Love all these pix. Of course our "kids" bad hair days still look like a million other dog's best hair days...but maybe I'm just a little biased. :innocent:


----------



## Sylie (Apr 4, 2011)

You guys are so funny. This somehow turned into a hair disaster thread.
This is quoting the originlal post:

*Let's post pictures of some of our different hairdos, good ones, fails, funny ones, unique ones.*

Not one person posted a "good one." (except for me, but I don't count.) LOL That's okay the bad ones are so funny.


----------



## maltese#1fan (Feb 20, 2012)

The static monster got Jasmine.


----------



## Sylie (Apr 4, 2011)

OMG! Jasmine...


----------



## Sylie (Apr 4, 2011)

Sorry Marie, you and Snowball are always beautiful.


----------



## Dominic (Nov 4, 2012)

She cleans up well.


----------



## puppydoll (Jul 11, 2013)

Dominic said:


> Loving it! Sylvia always comes with great thread ideas. I was looking for bad hair days pictures and couldn't find any, then I gave Dom a bath and that's what he does right after leaving the grooming table. I guess he was willing to participate here!


Oh Ben.....I just love you!!:wub::wub:


----------



## puppydoll (Jul 11, 2013)

Dominic said:


> She cleans up well.


Such a tomboy and such a lady!!:wub::wub:


----------



## puppydoll (Jul 11, 2013)

Carley is known to be a Professional Restylist!! If you don't believe me, just ask her.
She is most famous for the Sexy Look:


She also likes to play Peek-A-Boo with her hair:


Lastly, this is for BEN:wub: !! I can do it too!


----------



## puppydoll (Jul 11, 2013)

I had to delete my last post because my photos were sideways ....not on my screen but when I attach them, 3 of them go sideways. I see the arrows to rotate them but cannot figure out how to do it.

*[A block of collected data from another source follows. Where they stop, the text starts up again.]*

PR #349, opened 2016-03-14
feat(Expression): enable cloning and rebasing

jdanyow:
Few changes in this PR:
1. Primary change: make each of the AST node's `accept` method return the result of the method call, enabling more interesting visitors. 
2. Move the Unparser to it's own file and add tests for it.
3. Add a visitor that can clone expressions: `ExpressionCloner`. Useful as a base class for visitors that do expression rewriting...
4. Add an expression rewriting visitor that "rebases" expressions: `ExpressionRebaser`. Useful for things like [this](http://stackoverflow.com/a/35893248/725866) or in view-factory concatenation

Not sure if this all belongs in aurelia-binding or if 3 and 4 might need to go in a plugin?


jdanyow:
usage example for http://stackoverflow.com/q/35887132/725866

```js
import {inject} from 'aurelia-dependency-injection';
import {Parser, rebaseExpression} from 'aurelia-binding';

function unbind(binding) {
  binding.sourceExpression = binding.baseExpression;
  binding.baseExpression = null;
};

@inject(Parser)
export class ExpressionBindingBehavior {
  constructor(parser) {
    this.parser = parser;
  }

  bind(binding, source, expression) {
    let sourceExpression = binding.sourceExpression;
    expression = rebaseExpression(this.parser.parse(expression), sourceExpression);
    binding.baseExpression = sourceExpression;
    binding.sourceExpression = expression;
    expression.unbind = unbind;
  }
}
```

```html
<input value.bind="model & expression:key">
```
(where `key` is a string containing a javascript expression like `foo.bar.baz`)

PR #365, opened 2016-03-30
fix(SelectValueObserver): select default option

### LINKED ISSUE #364: Binding on `<select>` makes a `selected disabled` option get skipped
The js doesn't seem to matter, just the view:

```
<select value.bind="mySelection">
  <option value="showthis" disabled selected>Show This</option>
  <option value="dummyoption">dummyoption</option>
  <option value.bind="item" repeat.for="item of anArray" >${item}</option>
</select>
```

In the above code, the `selected` item ("Show This") is skipped, and the `dummyoption` is selected instead, which is clearly not our intent.

If you remove the `value.bind="mySelection"` from the `<select>`, the correct behaviour occurs, but of course then we don't get the value available anywhere.

Using `aurelia-binding@1.0.0-beta.1.3.1`

z-brooks:
Select the option the `selected` attribute by default when the value is not defined.

Fixes #364

### DIFF
--- a/src/select-value-observer.js
+++ b/src/select-value-observer.js
@@ -64,7 +64,7 @@ export class SelectValueObserver {
     while(i--) {
       let option = options.item(i);
       if (clear) {
-        option.selected = false;
+        option.selected = option.defaultSelected;
         continue;
       }
       let optionValue = option.hasOwnProperty('model') ? option.model : option.value;
--- a/test/select-value-observer.spec.js
+++ b/test/select-value-observer.spec.js
@@ -38,6 +38,25 @@ describe('SelectValueObserver', () => {
     return value;
   }
 
+  describe('default selection', () => {
+    var obj, el, binding;
+    beforeAll(() => {
+        obj = { selectedItem: null };
+        el = createElement(
+            `<select>
+            <option value="A">A</option>
+            <option value="B">B</option>
+            <option selected value="C">C</option>
+            </select>`);
+        document.body.appendChild(el);
+        binding = getBinding(observerLocator, obj, 'selectedItem', el, 'value', bindingMode.twoWay).binding;
+    });
+      
+    it('selects default', () => {
+        expect(el.value).toBe('C');
+    });
+  });
+
   describe('single-select strings', () => {
     var obj, el, binding;
 


jdanyow:
Thanks @z-brooks - I'm conflicted about what to do with this issue.  When an element is data-bound, the model value is assigned to the view.  In #364, the model value can't be assigned to the view because the model value is invalid.  With your PR the view will look like what @egeland expects but the side effect will be the element value and the model value are still not in sync (so I guess we're no worse off in this case) OR the model value would end up getting updated to match the view (which I think would be bad or at least inconsistent with the way everything else works).  I haven't tested the PR to see what ends up happening.

I think the real fix for @egeland would be to start with a valid model value- something that matches one of the option values.  I think it's weird to data-bind something but at the same time expect the view to supply the initial value- nothing else in the binding system works like that.

@z-brooks / @egeland what are your thoughts?

egeland:
Thanks for the quick fix, @z-brooks (I also have not tested it yet)

@jdanyow , I can't imagine I'm the only one to want to put a 'header' option in and then supply the selectable options from a `repeat.for...`..
Letting us do it this way seems more intuitive to me (which is why I tried it). Of course, I would be happy with a solution that makes even more sense.

If that solution is to `unshift` another item with the 'header' info onto my options array, and set a `disabled.bind` based on a property, then so be it. But in any case, we should probably document the "official" solution somewhere.

As always, I really appreciate all the work you are all doing on Aurelia!

jdanyow:
Would something like this work for you?  https://gist.run/?id=581f7deebc59088bc9412427c7fc82d0

Essentially the model's initial value needs to match the value of the "header" option.

```js
export class App {
  selectedColor = '';
  colors = ['Red', 'Green', 'Blue']
}
```

```html
<template>
  <select value.bind="selectedColor">
    <option value="" disabled>Pick a color...</option>
    <option value="something">Dummy Option</option>
    <option repeat.for="color of colors" value.bind="color">${color}</option>
  </select>
  
  selectedColor = '${selectedColor}'
</template>
```

z-brooks:
Just an idea:
https://github.com/aurelia/binding/blob/master/src/select-value-observer.js#L88 is changed to
```es6
if (!option.selected || option.disabled ) {
    continue;
}
```
This should prevent any value in the disabled option from being set to the model. A disabled option probably shouldn't have a value?

The only issue might be if `disabled` is not the same as the `selected` option it will always switch back to the default. If that is a problem?
```html
<option disabled>one</option>
<option selected>two</option>
```
`one` can never be set, it will always change to `two`. If that is a problem?

egeland:
@jdanyow Yeah, I think that would work fine. So maybe if you could just add a note in the docs, maybe with this example shown, that would help others in the future, too.

EisenbergEffect:
Ok, looks like this is good to close. @jdanyow Can you add a note in the docs you are writing on binding? Thanks!

PR #366, opened 2016-03-30
chore(travis): add travis configuration

mbroadst:
This adds a simple TravisCI configuration to ensure that the project is always linted. If/when travis is enabled for this project, all commits/PRs will run travis jobs to catch early errors before code makes it into the main repo. Travis can also run karma tests via `xvfb` if we want to go down this road. 

/cc @bryanrsmith (I spoke with Rob and Jeremy about this, I believe you were working on CI at one point?)

### DIFF
--- a/.travis.yml
+++ b/.travis.yml
@@ -1,0 +1,13 @@
+language: node_js
+node_js:
+  - '0.12'
+  - '4'
+  - '5'
+
+sudo: false
+cache:
+  directories:
+    - node_modules
+
+script: gulp lint
+


mbroadst:
it should be noted that this repo currently has a _lot_ of linting errors :smile: so it should be a good place to start if this is indeed desired for all of the aurelia repos

Gheoan:
Linting is also a good way to reduce size. For example #367 removed more code then added (574 additions and 584 deletions). It is a bit but it counts :D.

Gheoan:
@mbroadst You might want to look at aurelia/router#258 and aurelia/router#260.

bryanrsmith:
Yes, I set up Travis in several repos a few months back. I'd love to get it set up on the others! I put together a set of instructions and a hacky script that should add all the files and necessary gulp changes here: https://gist.github.com/bryanrsmith/0e979409d494531eb2fe. I haven't reviewed the script since the recent build changes to use babel 6, so there's a chance it needs a little update.

PR #367, opened 2016-03-30
style(module): lint the entire module

mbroadst:


jdanyow:
:muscle: you are the man :clap:

mbroadst:
it probably pays to heed the lines including `// eslint-disable-line`, they tend to be things like assignments as part of logical expression etc. These are most likely harmless but could be confusing/dangerous

jdanyow:
All tests passing, also tested this in templating-resources test suite.

Thanks @mbroadst!

PR #209, opened 2021-07-17
argx: add args argument to main function of argx

rominf:

This is for allowing running argx based CLI from Python console.


axeoman (approved):
LGTM

PR #210, opened 2021-07-31
argx: allow passing a parser to CommandLineTool

facetoe:
In some cases it can be useful to pass an already instantiated parser
instance to the CommandLineTool, so allow this if needed.

This can be used to extend the tool with additional commands sourced elsewhere.

### DIFF
--- a/aiven/client/argx.py
+++ b/aiven/client/argx.py
@@ -122,12 +122,12 @@ class Config(dict):
 
 
 class CommandLineTool:  # pylint: disable=old-style-class
-    def __init__(self, name):
+    def __init__(self, name, parser: argparse.ArgumentParser = None):
         self.log = logging.getLogger(name)
         self.config = None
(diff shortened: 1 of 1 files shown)


vladan (dismissed):
if we don't need typing info then lgtm

facetoe:
Added the types  👍

jsou (approved):

aiven/client/argx.py
```diff
@@ -122,12 +122,12 @@ def save(self):
 
 
 class CommandLineTool:  # pylint: disable=old-style-class
-    def __init__(self, name):
+    def __init__(self, name, parser: argparse.ArgumentParser = None):
```
vladan, line 125: This should have been Optional if the default is None.

facetoe: Ugh good point. I'll submit another PR.

PR #211, opened 2021-08-05
argx: make parser optional

facetoe:
As the default is None, this paramater should have been defined as
Optional, so fix this up.

The type hints were incorrect so fix them up.


rikonen (changes requested):
Fails static check

rikonen (approved):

I guess I cannot even delete a post. Momma help!!


----------



## wkomorow (Aug 26, 2011)

Pretty at any angle, but here you go



















​


----------



## puppydoll (Jul 11, 2013)

puppydoll said:


> Carley is known to be a Professional Restylist!! If you don't believe me, just ask her.
> She is most famous for the Sexy Look:
> 
> 
> ...





wkomorow said:


> Pretty at any angle, but here you go
> 
> View attachment 218794
> View attachment 218802
> ...


Thanks Walter!! Carley is pretty proud of her talents. :HistericalSmiley:


----------



## Snowbody (Jan 3, 2009)

puppydoll said:


> Thanks Walter!! Carley is pretty proud of her talents. :HistericalSmiley:


Carley - I think there's a position for you at the Today Show. Every Thursday they do people make overs. I think you need to contact them to do pet make overs. And you're so cute, how could they say no?:innocent:


----------



## wkomorow (Aug 26, 2011)

socalyte said:


> Here are my contributions to the Hairdo Disaster Challenge:
> 
> Cozette:
> 
> ...


I almost clicked on report this image on the first one. :HistericalSmiley::HistericalSmiley:


----------



## wkomorow (Aug 26, 2011)

Snowball Pie's Mommi said:


> Here is Snowball and his Mommi with our very messed up hair ... but, finally enjoying a warm, sunny, and breezy spring day ... while sitting in the car when Felix was shopping for a few groceries.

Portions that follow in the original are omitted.